WHAT TO DO
Copy, from the material below, each line that contains the word "appearing".

RECORDS FOR THE EXERCISE
=-=-=

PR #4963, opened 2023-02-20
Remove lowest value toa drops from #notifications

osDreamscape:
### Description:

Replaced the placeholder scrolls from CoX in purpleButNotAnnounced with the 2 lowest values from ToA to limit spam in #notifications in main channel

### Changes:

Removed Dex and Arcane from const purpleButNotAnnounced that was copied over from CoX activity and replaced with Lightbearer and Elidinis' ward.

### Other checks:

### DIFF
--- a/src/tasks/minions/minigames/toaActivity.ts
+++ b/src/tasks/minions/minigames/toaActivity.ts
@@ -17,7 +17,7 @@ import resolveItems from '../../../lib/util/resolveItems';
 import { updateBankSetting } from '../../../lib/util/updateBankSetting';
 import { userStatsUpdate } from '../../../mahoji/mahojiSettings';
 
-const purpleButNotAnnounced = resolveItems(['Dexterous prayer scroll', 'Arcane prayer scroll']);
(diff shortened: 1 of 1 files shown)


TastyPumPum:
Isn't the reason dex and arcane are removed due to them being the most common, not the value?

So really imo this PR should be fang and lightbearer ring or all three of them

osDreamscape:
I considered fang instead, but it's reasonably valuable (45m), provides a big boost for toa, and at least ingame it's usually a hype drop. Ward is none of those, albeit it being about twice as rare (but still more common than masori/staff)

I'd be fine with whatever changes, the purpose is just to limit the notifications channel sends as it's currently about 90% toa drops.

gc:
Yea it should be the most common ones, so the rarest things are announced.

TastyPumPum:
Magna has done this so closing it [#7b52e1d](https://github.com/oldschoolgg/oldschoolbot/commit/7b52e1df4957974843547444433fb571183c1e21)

=-=-=

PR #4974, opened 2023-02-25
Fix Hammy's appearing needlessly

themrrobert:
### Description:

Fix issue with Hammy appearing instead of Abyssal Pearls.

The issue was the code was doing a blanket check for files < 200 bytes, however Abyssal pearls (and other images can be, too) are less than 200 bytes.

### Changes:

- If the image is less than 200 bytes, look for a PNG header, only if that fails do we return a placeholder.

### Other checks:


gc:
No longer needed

=-=-=

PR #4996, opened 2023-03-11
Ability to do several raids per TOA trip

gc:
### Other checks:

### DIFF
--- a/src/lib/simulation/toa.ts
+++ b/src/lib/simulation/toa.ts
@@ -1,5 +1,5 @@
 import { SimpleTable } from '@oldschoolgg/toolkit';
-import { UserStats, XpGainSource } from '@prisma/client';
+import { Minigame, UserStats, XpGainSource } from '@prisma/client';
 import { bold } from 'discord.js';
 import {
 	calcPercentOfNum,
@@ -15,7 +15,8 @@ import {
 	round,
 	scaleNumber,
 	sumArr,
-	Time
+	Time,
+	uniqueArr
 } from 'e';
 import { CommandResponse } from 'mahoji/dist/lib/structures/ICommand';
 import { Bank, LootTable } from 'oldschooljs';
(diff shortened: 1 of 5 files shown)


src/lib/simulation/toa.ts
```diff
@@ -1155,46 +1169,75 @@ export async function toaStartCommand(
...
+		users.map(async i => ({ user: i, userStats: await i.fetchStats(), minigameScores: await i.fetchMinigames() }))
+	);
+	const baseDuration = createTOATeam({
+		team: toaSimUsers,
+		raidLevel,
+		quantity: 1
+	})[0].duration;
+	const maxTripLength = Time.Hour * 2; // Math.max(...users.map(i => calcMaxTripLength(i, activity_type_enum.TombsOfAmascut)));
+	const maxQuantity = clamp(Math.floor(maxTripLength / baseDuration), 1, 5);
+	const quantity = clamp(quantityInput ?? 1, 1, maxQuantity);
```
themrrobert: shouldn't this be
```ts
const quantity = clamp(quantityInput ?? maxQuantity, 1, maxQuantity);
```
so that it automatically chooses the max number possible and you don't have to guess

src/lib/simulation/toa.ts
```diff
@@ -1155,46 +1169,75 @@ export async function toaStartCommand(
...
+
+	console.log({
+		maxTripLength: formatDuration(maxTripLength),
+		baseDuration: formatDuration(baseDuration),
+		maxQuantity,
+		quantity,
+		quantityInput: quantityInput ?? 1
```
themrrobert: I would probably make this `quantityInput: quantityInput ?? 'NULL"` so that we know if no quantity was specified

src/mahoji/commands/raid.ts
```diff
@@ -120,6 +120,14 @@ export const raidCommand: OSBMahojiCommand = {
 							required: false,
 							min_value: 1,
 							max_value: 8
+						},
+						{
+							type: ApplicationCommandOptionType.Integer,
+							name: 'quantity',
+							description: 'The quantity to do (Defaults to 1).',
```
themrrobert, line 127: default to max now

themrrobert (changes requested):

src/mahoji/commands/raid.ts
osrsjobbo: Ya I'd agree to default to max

=-=-=

PROBLEM SOLUTION
Fix Hammy's appearing needlessly
Fix issue with Hammy appearing instead of Abyssal Pearls.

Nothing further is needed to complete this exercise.